*Information shown*.
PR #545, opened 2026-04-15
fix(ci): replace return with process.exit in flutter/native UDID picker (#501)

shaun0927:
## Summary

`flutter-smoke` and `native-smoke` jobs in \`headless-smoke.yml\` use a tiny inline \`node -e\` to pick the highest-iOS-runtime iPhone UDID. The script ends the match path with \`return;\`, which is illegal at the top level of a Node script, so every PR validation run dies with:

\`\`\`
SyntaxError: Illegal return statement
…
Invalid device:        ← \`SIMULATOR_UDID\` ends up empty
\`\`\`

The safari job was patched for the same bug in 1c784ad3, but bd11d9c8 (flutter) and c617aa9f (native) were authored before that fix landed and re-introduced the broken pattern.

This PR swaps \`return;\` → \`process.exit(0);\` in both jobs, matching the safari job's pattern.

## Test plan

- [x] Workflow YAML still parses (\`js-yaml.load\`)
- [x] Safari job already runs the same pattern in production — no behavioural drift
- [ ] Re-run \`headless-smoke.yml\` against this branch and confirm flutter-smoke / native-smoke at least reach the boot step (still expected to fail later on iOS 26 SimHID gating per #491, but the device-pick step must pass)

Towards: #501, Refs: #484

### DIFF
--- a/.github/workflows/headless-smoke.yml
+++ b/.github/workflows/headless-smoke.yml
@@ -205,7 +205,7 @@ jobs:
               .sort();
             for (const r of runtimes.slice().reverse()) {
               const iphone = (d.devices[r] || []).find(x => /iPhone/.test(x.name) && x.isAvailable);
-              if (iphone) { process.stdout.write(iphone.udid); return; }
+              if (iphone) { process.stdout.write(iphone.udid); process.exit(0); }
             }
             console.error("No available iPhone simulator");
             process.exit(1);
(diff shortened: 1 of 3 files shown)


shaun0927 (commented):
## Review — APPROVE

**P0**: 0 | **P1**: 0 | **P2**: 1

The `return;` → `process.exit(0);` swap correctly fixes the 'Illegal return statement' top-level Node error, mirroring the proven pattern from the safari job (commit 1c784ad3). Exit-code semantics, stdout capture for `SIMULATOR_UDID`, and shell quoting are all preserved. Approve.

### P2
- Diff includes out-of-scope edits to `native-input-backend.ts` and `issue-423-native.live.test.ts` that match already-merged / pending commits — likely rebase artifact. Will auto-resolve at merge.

--

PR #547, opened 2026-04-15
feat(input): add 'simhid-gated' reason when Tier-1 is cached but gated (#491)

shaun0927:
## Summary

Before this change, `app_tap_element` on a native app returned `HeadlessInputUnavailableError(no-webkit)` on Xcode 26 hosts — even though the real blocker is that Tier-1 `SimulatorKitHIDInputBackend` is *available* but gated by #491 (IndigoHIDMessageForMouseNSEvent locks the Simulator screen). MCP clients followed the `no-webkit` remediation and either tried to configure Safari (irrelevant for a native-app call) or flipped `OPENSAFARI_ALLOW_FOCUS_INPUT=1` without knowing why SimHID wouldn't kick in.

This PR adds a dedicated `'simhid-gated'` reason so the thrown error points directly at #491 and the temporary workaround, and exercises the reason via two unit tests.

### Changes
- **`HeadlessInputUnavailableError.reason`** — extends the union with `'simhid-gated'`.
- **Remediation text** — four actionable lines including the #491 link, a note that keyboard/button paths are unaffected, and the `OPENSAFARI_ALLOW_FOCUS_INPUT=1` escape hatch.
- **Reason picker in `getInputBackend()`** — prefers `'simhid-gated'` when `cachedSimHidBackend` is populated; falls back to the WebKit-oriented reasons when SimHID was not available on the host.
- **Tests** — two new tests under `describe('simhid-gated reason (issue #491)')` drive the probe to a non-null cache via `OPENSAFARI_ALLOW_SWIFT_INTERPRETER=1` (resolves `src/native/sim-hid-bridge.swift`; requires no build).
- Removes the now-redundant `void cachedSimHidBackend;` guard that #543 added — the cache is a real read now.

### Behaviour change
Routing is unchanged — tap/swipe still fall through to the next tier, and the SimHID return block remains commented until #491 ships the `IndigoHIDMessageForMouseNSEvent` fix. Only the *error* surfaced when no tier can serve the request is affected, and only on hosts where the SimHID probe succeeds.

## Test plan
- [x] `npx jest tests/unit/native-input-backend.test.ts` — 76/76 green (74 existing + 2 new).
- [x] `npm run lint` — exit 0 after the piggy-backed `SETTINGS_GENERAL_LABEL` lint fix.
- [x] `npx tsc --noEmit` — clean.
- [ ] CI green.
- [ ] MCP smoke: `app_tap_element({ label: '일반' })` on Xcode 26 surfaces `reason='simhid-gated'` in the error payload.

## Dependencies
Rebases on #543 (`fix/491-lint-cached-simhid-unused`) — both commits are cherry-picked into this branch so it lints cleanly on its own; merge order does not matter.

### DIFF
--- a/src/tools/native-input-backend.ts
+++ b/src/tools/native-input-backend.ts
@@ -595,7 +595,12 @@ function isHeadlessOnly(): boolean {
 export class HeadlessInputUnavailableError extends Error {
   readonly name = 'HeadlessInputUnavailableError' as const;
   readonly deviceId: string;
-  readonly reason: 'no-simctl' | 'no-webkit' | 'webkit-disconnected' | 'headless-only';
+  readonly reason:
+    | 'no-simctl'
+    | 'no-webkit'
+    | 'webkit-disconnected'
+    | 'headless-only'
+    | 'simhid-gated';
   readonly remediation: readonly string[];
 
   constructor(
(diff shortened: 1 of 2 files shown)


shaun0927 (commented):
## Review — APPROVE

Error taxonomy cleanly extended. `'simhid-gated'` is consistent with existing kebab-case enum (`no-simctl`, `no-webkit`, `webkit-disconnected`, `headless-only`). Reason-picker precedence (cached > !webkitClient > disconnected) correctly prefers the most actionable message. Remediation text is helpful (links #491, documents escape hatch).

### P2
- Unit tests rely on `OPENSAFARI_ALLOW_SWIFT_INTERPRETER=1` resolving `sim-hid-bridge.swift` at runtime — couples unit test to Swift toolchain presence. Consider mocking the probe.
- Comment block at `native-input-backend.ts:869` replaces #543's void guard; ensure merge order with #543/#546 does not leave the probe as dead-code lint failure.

*Task statement*. For this exercise, copy every line of the data that holds "guard".

*Finished task*.
- Removes the now-redundant `void cachedSimHidBackend;` guard that #543 added — the cache is a real read now.
- Comment block at `native-input-backend.ts:869` replaces #543's void guard; ensure merge order with #543/#546 does not leave the probe as dead-code lint failure.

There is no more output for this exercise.